The really exciting thing about AI is that impressively but unreliably, it can do anything. So we have this fantastic blank canvas to work with and we need to be mindful of the risks, we need to be mindful of its limitations, and we need to find the right bottlenecks for it to apply, but it means that suddenly we can achieve pretty much what we can think of.

The interesting thing about the last year with people becoming more aware of chatGPT, is that it has desensitized them to AI in general. And over the next two to three years, I see AI becoming much more widely accepted, much more common, and also seeing generative AI start to transform jobs. So not replacing people, but switching them from being writers to being editors, actually allowing people to do the more value added part of the tasks and automating the aspects that aren't interesting to people.

I also think that we're going to be a lot more mindful about aspects such as transparency, bias, and fairness than we were before, now that AI has raised that topic. And with generative AI, I expect to see us be more mindful about subtly gendered language or potentially westernized views being overly used, because having a more automated technology is making us think more about that systematic risk.

I think artificial intelligence can really help address inclusion in financial services. There are plenty of people that don't have strong credit histories due to religion or due to marriage. And the use of artificial intelligence to start to fill those gaps in the data or make the most of newer, unstructured types of data, means that more people should have access to the fairer decisions in future.

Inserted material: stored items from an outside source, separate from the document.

PR #587, opened 2019-02-17
fix to handle '/' or '\\'

ahmednoureldeen:
# Overview
simply use os.sep instead of '/' to handle Windows or Linux  systems

# Related Issue / Discussion
this fixes issue in Windows
Could not load custom mappings: Import by filename is not supported.
Traceback (most recent call last):
  File "D:\work\geonode\env_10\lib\site-packages\pycsw\server.py", line 192, in __init__
    mappings = __import__(module, fromlist=[''])
ImportError: Import by filename is not supported.

# Contributions and Licensing

- [ *] I'd like to contribute bugfix  to pycsw. I confirm that my contributions to pycsw will be compatible with the pycsw license guidelines at the time of contribution.
- [* ] I have already previously agreed to the pycsw Contributions and Licensing Guidelines

### DIFF
--- a/pycsw/server.py
+++ b/pycsw/server.py
@@ -184,7 +184,7 @@ class Csw(object):
             try:
                 import imp
                 module = self.config.get('repository', 'mappings')
-                if '/' in module:  # filepath
+                if os.sep in module:  # filepath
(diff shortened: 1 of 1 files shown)


tomkralidis:
Thanks @ahmednoureldeen !

PR #598, opened 2019-04-26
Fix #597 Handle different formats for CRS code input

### LINKED ISSUE #597: load_records duplicate CRS value for ISO
# Description
I came across an issue with the CRS data when using the [`load_records`](https://docs.pycsw.org/en/1.8.1/administration.html#loading-records) method, specifically when importing ISO records.

Once imported, I found that my database stored values in `records.crs` like this:

`urn:ogc:def:crs:EPSG:6.11:urn:ogc:def:crs:EPSG::4326`

Inspecting the code in https://github.com/geopython/pycsw/blob/master/pycsw/core/metadata.py#L1245, it prepends `urn:ogc:def:crs:EPSG:6.11` to the value of `referenceSystemIdentifier.RS_Identifier.code` of the source XML file.

This works in cases where just the 'number code' is defined in `referenceSystemIdentifier.RS_Identifier.code` (e.g. 4326), but I found that some of the records I wanted to import (rightly or wrongly) have the whole value like: `urn:ogc:def:crs:EPSG:6.11:4326` sometimes with or without a version.

I've created a patch on my instance that should now cater for all the possible formats it might receive when it loads the records into pycsw - (ie. just the num code, the full string with or without a version).

I've also removed the hardcoded 'version' (6.11) that was being prepended, and replaced with the extracted 'version' from the value of `<gmd:code>`, or if `<gmd:version>` is defined, it takes it from here instead.

I will create a PR in case you think this is useful more generally.

# Environment

- operating system: CentOS 7.5.1804
- Python version: 3.4.9
- pycsw version: 2.2.0
- source/distribution
  - [ ] git clone
  - [ ] DebianGIS/UbuntuGIS
  - [x] PyPI
  - [ ] zip/tar.gz
  - [ ] other (please specify):
- web server
  - [ ] Apache/mod_wsgi
  - [ ] CGI
  - [x] other (please specify): nginx/gunicorn

# Steps to Reproduce

Run `load_records` function where the input XML file is ISO and contains a 'full' reference in the `referenceSystemIdentifier.RS_Identifier.code` element, e.g `urn:ogc:def:crs:EPSG::4326`

# Additional Information

ludona7:
# Overview

This attempts to fix an issue with CRS duplication when records loaded in via `load_records`.

# Related Issue / Discussion

#597 

# Additional Information

n/a

# Contributions and Licensing


tomkralidis:
Can this PR (or a new one) be updated per https://github.com/geopython/pycsw/issues/597#issuecomment-494030543 ?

One of the big aspects we needed to be ready for was a, a batch recall. So we came in as analytics specialists to be able to match people to their medical records and help people get access to the vaccine by making sure that even if you changed your name, we could still identify who you were, even if you were homeless and on the street and didn't have a physical address to use, we could still make sure that you could get vaccinated if you were a refugee that had recently come into the country, you still needed a vaccine. So for me, that was an exciting aspect of AI to use. It was technologically very advanced, but it was also a really nice example of the impact that you can have. We had a really rich and engaging discussion at the AI and financial services panel.

There were all the topics that you would've expected around what is AI, what are the risks, what are the limitations and how do we seize this opportunity now, how is it going to transform the landscape? And in particular, we also talked about what it means for data privacy, the direction that the regulation is going around it, and how you manage to have the strongest, most diverse, most informed models while still respecting the individual customers need for data privacy and safeguarding their data. A lot of these conversations that AI is surfacing around, making sure that decisions are fair, making sure that data is kept private, making sure that decisions are transparent and defensible and explainable.

These are conversations that we've also been having around human decisions, but being able to reexamine these topics has been really beneficial within all industries, including financial services.